With abundant supply, the real estate market reflects a trend of diversified capital flows.
The widespread increase in supply, with a growing diversity of product types and price ranges, gives buyers more choices, while also making the trend towards selectivity more pronounced.
Since the beginning of 2023, the Vietnamese real estate market has begun to see a recovery in supply after a prolonged decline since 2018. According to research data from VARS IRE, the total supply has increased from over 40,000 units in 2022 to approximately 128,000 new units in 2025, an increase of about 88% compared to 2024 and the highest level in the 2019-2025 period.
The recovery in supply, coupled with favorable macroeconomic conditions such as low interest rates and abundant cash flow, further fueled the demand for properties "padded" during the previous period of scarcity, causing real estate prices to continuously rise and establish new benchmarks. Many investors recorded impressive returns, even doubling their asset value within just 1-2 years. Particularly in Q3 2025, apartment prices in some areas increased by approximately 500 million to 1 billion VND per unit, creating a wave of "quick investments - expecting short-term profits." Projects sold out as soon as they launched, and even high-priced transactions to acquire properties became common.
However, from the end of 2025, the market began to shift as supply improved significantly. A series of previously stalled projects had their legal issues resolved thanks to policy adjustments, along with the approval and implementation of over 20 large-scale projects, mainly in suburban areas connected to key transportation infrastructure . Supply not only increased in quantity but also improved in quality, with the emergence of integrated urban areas with synchronized amenities. In addition, supply also came from existing inventory and resale products from investors, significantly increasing the total market supply, estimated at around 200,000 units in 2026.

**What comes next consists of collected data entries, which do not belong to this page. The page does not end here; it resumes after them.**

PR #352, opened 2025-05-16
Clean-up unit tests

sergiuosvat:


enshrine-esdt-safe/tests/enshrine_esdt_safe_blackbox_setup.rs
```diff
@@ -174,15 +173,24 @@ impl EnshrineTestState {
             .typed(EnshrineEsdtSafeProxy)
             .execute_operations(hash_of_hashes, operation)
             .returns(ReturnsHandledOrError::new())
+            .returns(ReturnsLogs)
             .run();
 
+        print!("Logs: {:?}", logs);
```
andreiblt1304, line 179: I don't think we need the here, let's keep printing just for the interactor

sergiuosvat: I did some debugging and forgot to remove it

CostinCarabas (approved):

PR #355, opened 2025-05-20
Add small test improvements

sergiuosvat:


common/common-test-setup/src/lib.rs
```diff
@@ -52,6 +53,11 @@ pub struct AccountSetup<'a> {
     pub egld_balance: Option<BigUint<StaticApi>>,
 }
 
+pub enum CallerAddress {
+    Owner,
+    Enshrine,
```
andreiblt1304, line 58: This enum is a great idea! But for ease of use and understanding let's rename `Enshrine` to `SafeSC` since it doesn't matter which ESDT contract we use

andreiblt1304 (approved):

PR #356, opened 2025-05-20
Added config update in Sovereign-Forge

andreiblt1304:


sovereign-forge/tests/sovereign_forge_blackbox_tests.rs
```diff
@@ -329,6 +334,194 @@ fn test_update_esdt_safe_config() {
 ///
 /// ### EXPECTED
 /// Setup phase is complete
```
sergiuosvat, line 336: The documentation does not match the test here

The increase in supply gives buyers more choices, from segments and regions to product types. Furthermore, thanks to flexible sales policies such as extended payment schedules and interest rate support, buyers can enter the market with an initial capital outlay of only about 10-30% of the product value. However, in the context of rapidly rising interest rates in a short period, market sentiment has become more cautious. Liquidity is no longer spread thinly but has become more selective, clearly reflecting the trend of capital flow diversification.

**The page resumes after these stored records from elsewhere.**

PR #359, opened 2025-05-22
Hash locking for config update endpoints

andreiblt1304:
Since the configuration updates can be run after the setup-phase completion, the hash of the operation must be registered then locked then removed.

Also added a new trait, `GenerateHash`, that implements a `generate_hash` method.

### DIFF
--- a/chain-config/src/lib.rs
+++ b/chain-config/src/lib.rs
@@ -1,6 +1,7 @@
 #![no_std]
 
-use structs::configs::SovereignConfig;
+use cross_chain::{execute_common, storage};
+use structs::{configs::SovereignConfig, generate_hash::GenerateHash};
 
 multiversx_sc::imports!();
 
@@ -8,7 +9,10 @@ pub mod validator_rules;
 
 #[multiversx_sc::contract]
 pub trait ChainConfigContract:
-    validator_rules::ValidatorRulesModule + setup_phase::SetupPhaseModule
+    validator_rules::ValidatorRulesModule
+    + setup_phase::SetupPhaseModule
+    + execute_common::ExecuteCommonModule
+    + storage::CrossChainStorage
 {
     #[init]
     fn init(&self, config: SovereignConfig<Self::Api>) {
@@ -18,9 +22,23 @@ pub trait ChainConfigContract:
 
     #[only_owner]
     #[endpoint(updateConfig)]
-    fn update_config(&self, new_config: SovereignConfig<Self::Api>) {
+    fn update_config(&self, hash_of_hashes: ManagedBuffer, new_config: SovereignConfig<Self::Api>) {
+        let opt_hash = if self.is_setup_phase_complete() {
+            Some(new_config.generate_hash())
+        } else {
+            None
+        };
+
+        if let Some(ref config_hash) = opt_hash {
+            self.lock_operation_hash(config_hash, &hash_of_hashes);
+        }
+
         self.require_valid_config(&new_config);
         self.sovereign_config().set(new_config);
+
+        if let Some(config_hash) = opt_hash {
+            self.remove_executed_hash(&hash_of_hashes, &config_hash);
+        }
     }
 
     #[only_owner]
--- a/chain-config/src/lib.rs
+++ b/chain-config/src/lib.rs
@@ -36,7 +36,7 @@ pub trait ChainConfigContract:
         self.lock_operation_hash(&config_hash, &hash_of_hashes);
 
         if let Some(error_message) = self.is_new_config_valid(&new_config) {
-            self.update_sovereign_config_fail_event(
+            self.failed_bridge_operation_event(
                 &hash_of_hashes,
                 &config_hash,
                 &ManagedBuffer::from(error_message),
--- a/chain-config/src/lib.rs
+++ b/chain-config/src/lib.rs
@@ -1,6 +1,6 @@
 #![no_std]
 
-use cross_chain::{execute_common, storage};
+use cross_chain::events;
 use structs::{configs::SovereignConfig, generate_hash::GenerateHash};
 
 multiversx_sc::imports!();
@@ -9,10 +9,7 @@ pub mod validator_rules;
 
 #[multiversx_sc::contract]
 pub trait ChainConfigContract:
-    validator_rules::ValidatorRulesModule
-    + setup_phase::SetupPhaseModule
-    + execute_common::ExecuteCommonModule
-    + storage::CrossChainStorage
+    validator_rules::ValidatorRulesModule + setup_phase::SetupPhaseModule + events::EventsModule
 {
     #[init]
     fn init(&self, config: SovereignConfig<Self::Api>) {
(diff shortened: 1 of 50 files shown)


chain-config/src/lib.rs
```diff
@@ -17,10 +21,28 @@ pub trait ChainConfigContract:
     }
 
     #[only_owner]
-    #[endpoint(updateConfig)]
-    fn update_config(&self, new_config: SovereignConfig<Self::Api>) {
+    #[endpoint(updateSovereignConfig)]
+    fn update_sovereign_config(
+        &self,
+        hash_of_hashes: ManagedBuffer,
+        new_config: SovereignConfig<Self::Api>,
```
axenteoctavian, line 28: This is not ok.
The old endpoint was fine because can to be called from sovereign-forge.

You need to create a different endpoint:
- should not be `only_owner` because is called by the bridge service
- just use `self.require_setup_complete();`
- lock_operation_hash
- `require_valid_config` should not fail the transaction because we need to generate event
- set config if valid
- remove_executed_hash
- generate `executedBridgeOp` event

axenteoctavian: Maybe refactor `require_valid_config` function to return `(bool, string)` [is_valid, err_message]
- for the old endpoint you can use `sc_panic` if not valid
- for this endpoint, we need to generate a different event with the error message

axenteoctavian (changes requested):

chain-config/src/lib.rs
```diff
@@ -1,14 +1,18 @@
...
 #[multiversx_sc::contract]
 pub trait ChainConfigContract:
-    validator_rules::ValidatorRulesModule + setup_phase::SetupPhaseModule
+    validator_rules::ValidatorRulesModule
+    + setup_phase::SetupPhaseModule
+    + execute_common::ExecuteCommonModule
+    + storage::CrossChainStorage
 {
     #[init]
     fn init(&self, config: SovereignConfig<Self::Api>) {
```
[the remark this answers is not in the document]
andreiblt1304: Well, isn't it mandatory for a Sovereign Chain to have a set configuration? If not, one improvement would be to have the same logic as in the mvx-esdt-safe contract, where if the config parameter is `None` we put the default configuration.

chain-config/src/lib.rs
```diff
@@ -1,14 +1,18 @@
...
 
 pub mod validator_rules;
 
 #[multiversx_sc::contract]
 pub trait ChainConfigContract:
-    validator_rules::ValidatorRulesModule + setup_phase::SetupPhaseModule
+    validator_rules::ValidatorRulesModule
+    + setup_phase::SetupPhaseModule
+    + execute_common::ExecuteCommonModule
+    + storage::CrossChainStorage
```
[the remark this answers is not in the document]
andreiblt1304: It was impossible to make a common cross-chain module without adding the storages as well. They work the as the common-error module.

chain-config/src/lib.rs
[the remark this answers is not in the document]
axenteoctavian: I think we can use he same logic from mvx-esdt-safe.

chain-config/src/lib.rs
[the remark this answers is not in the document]
axenteoctavian: the common-error module is just constant I think. I don't think is ok to import all the storages in all contracts. This approach seems bad and prone to errors.

chain-config/src/validator_rules.rs
```diff
@@ -25,6 +26,30 @@ pub trait ValidatorRulesModule {
...
 
+    fn is_new_config_valid(&self, config: &SovereignConfig<Self::Api>) -> Option<&str> {
+        if config.min_validators <= config.max_validators {
+            None
+        } else {
+            Some(INVALID_MIN_MAX_VALIDATOR_NUMBERS)
+        }
+    }
+
+    fn lock_operation_hash(&self, hash_of_hashes: &ManagedBuffer, hash: &ManagedBuffer) {
```
axenteoctavian, line 37: This function should be in a common module because it's used in multiple contracts

chain-config/src/validator_rules.rs
```diff
@@ -25,6 +26,30 @@ pub trait ValidatorRulesModule {
...
+        self.tx()
+            .to(self.blockchain().get_owner_address())
+            .typed(HeaderverifierProxy)
+            .lock_operation_hash(hash_of_hashes, hash)
+            .sync_call();
+    }
+
+    fn remove_executed_hash(&self, hash_of_hashes: &ManagedBuffer, op_hash: &ManagedBuffer) {
```
axenteoctavian, line 45: This function should be in a common module because it's used in multiple contracts

chain-config/src/lib.rs
```diff
@@ -17,12 +18,38 @@ pub trait ChainConfigContract:
...
+            self.failed_bridge_operation_event(
+                &hash_of_hashes,
+                &config_hash,
+                &ManagedBuffer::from(error_message),
+            );
+
+            return;
+        }
+
+        self.sovereign_config().set(new_config);
```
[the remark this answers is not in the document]
axenteoctavian: same for esdt-safe

chain-config/src/validator_rules.rs
```diff
@@ -25,6 +26,30 @@ pub trait ValidatorRulesModule {
         );
     }
 
+    fn is_new_config_valid(&self, config: &SovereignConfig<Self::Api>) -> Option<&str> {
```
axenteoctavian, line 29: It's better to combine this function with `require_validator_range`. I made a suggestion in comments above for this.

axenteoctavian (changes requested):
And remaining comments are important

chain-config/tests/chain_config_blackbox_tests.rs
```diff
@@ -70,3 +76,125 @@ fn test_complete_setup_phase() {
 
     state.common_setup.complete_chain_config_setup_phase(None);
 }
+
+/// ### TEST
+/// C-CONFIG_UPDATE_CONFIG_FAIL_004
+///
+/// ### ACTION
+/// Call 'update_chain_config()' during the setup phase
```
sergiuosvat, line 84: Wrong function name, should be `update_sovereign_config`

chain-config/tests/chain_config_blackbox_tests.rs
```diff
@@ -70,3 +76,125 @@ fn test_complete_setup_phase() {
...
+        Some(SETUP_PHASE_NOT_COMPLETED),
+        None,
+    );
+}
+
+/// ### TEST
+/// C-CONFIG_UPDATE_CONFIG_FAIL_005
+///
+/// ### ACTION
+/// Call 'update_chain_config()'  with an invalid config
```
sergiuosvat, line 116: Same here and i think the config is valid, maybe wrong test name?

chain-config/tests/chain_config_blackbox_tests.rs
```diff
@@ -70,3 +76,125 @@ fn test_complete_setup_phase() {
...
+        MultiValueEncoded::from_iter(vec![config_hash]),
+    );
+
+    state.common_setup.complete_chain_config_setup_phase(None);
+
+    state.update_sovereign_config(hash_of_hashes, new_config, None, Some("failedBridgeOp"));
+}
+
+/// ### TEST
+/// C-CONFIG_UPDATE_CONFIG_FAIL_005
```
sergiuosvat, line 153: Here the test does not fail, wrong test name and also wrong function in ACTION

mvx-esdt-safe/tests/mvx_esdt_safe_blackbox_tests.rs
```diff
@@ -2373,3 +2374,189 @@ fn test_set_token_lock_mechanism_token_from_sovereign() {
...
+/// ### ACTION
+/// Call `update_esdt_safe_config()` before registering operation
+///
+/// ### EXPECTED
+/// ERROR CURRENT_OPERATION_NOT_REGISTERED
+#[test]
+fn test_update_config_operation_not_registered() {
+    let mut state = MvxEsdtSafeTestState::new();
+    state.deploy_contract_with_roles();
+    // state.common_setup.deploy_chain_config(config)
```
sergiuosvat, line 2419: Maybe delete this line if it is not needed

chain-config/src/validator_rules.rs
andreiblt1304: The reason I removed the these functions is to remove the import of the common storage module. We have 2 choices: 
1. Import the common module that has these functions but we have to import the storage module as well
2. Create a new local function for each contract

Another research topic that we can look into later is that we implement a trait for hash locking just as the `GenearteHash` trait.

chain-config/src/validator_rules.rs
andreiblt1304: Same response as the comment above

chain-config/src/validator_rules.rs
andreiblt1304: Instead of combining both functions is easier to use the `is_config_valid` that returns an `Option` value. In the `init` function there will be a `require` that checks if the function return value `is_none`, if not `panic` with the error message

chain-config/src/lib.rs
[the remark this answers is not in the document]
andreiblt1304: This should be done in another PR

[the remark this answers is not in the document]
axenteoctavian: Ok. And please use the logic from `update_sovereign_config_during_setup_phase`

According to observations by members of the VARS Real Estate Market Research Council, the number of properties needing to be sold is increasing, especially from investors using financial leverage. Some properties have seen losses of around 100-300 million VND per unit, but successful transactions are mainly concentrated in apartments or projects with good locations, clear legal status, and reasonable prices. Meanwhile, in many areas that previously experienced rapid price increases, prices have shown signs of stabilizing or slight correction, increasing psychological pressure on investors.
This divergence stems not only from increased supply but also from a mismatch in price expectations between buyers and sellers. Sellers maintain high prices, while buyers tend to wait for more reasonable prices, even expecting deeper price cuts. Simultaneously, the investor structure is also clearly differentiated: a segment of long-term investors have achieved their expected profits and have stable cash flow, thus not facing selling pressure, while the demand for selling mainly comes from FOMO investors at high prices or those using significant financial leverage.

Despite slowing liquidity, real estate prices haven't fallen significantly due to persistently high input costs. Land costs currently account for approximately 30-40% of total project development costs and are trending sharply upward according to the new land price list. With this structure, when land prices increase by about 20%, applying the land use fee adjustment factor K (K>1), project development costs can increase by at least 6-8%. Many projects resuming after a long period of inactivity even face land use fee increases of 1.5-3 times. Furthermore, construction costs have increased by about 8-12%, coupled with increased financial costs due to a 2% increase in interest rates, resulting in a total project development cost increase of approximately 1.6%-2.7%. This reality forces developers to adjust selling prices upwards despite increasing liquidity pressure.
Furthermore, if sales progress falls short of targets, financial costs continue to increase, raising risks and putting pressure on cash flow for businesses. In this context, many developers have proactively implemented demand-stimulating policies such as preferential interest rates (fixed or capped), extended support periods, or increased discounts for early payment options to attract investment.
VARS IRE argues that, in a context of numerous options, investors' approaches to the market need to shift towards a more substantive direction. Evaluating whether a product is "cheap" or "expensive" should not be based solely on the selling price, but rather on its relative value to the area, its potential for generating cash flow, and its payback period. The market is no longer suitable for short-term investment strategies; it demands a medium- and long-term vision, linked to real-world use value and financial efficiency.
Therefore, investors should prioritize products that generate cash flow, are located in areas with clear infrastructure connections, transparent legal frameworks, and are developed by reputable developers. At the same time, they should limit the use of high financial leverage and define a sufficiently long-term investment strategy. For projects under construction, the holding period should be at least 3-5 years, until the project is completed and operational.
Furthermore, priority should be given to areas that already have or are expected to develop large residential communities, linked to the development of industrial zones , economic zones, or policies to attract residents. Conversely, sparsely populated areas without clear growth drivers, while still having long-term potential, carry higher liquidity risks and require a longer accumulation period.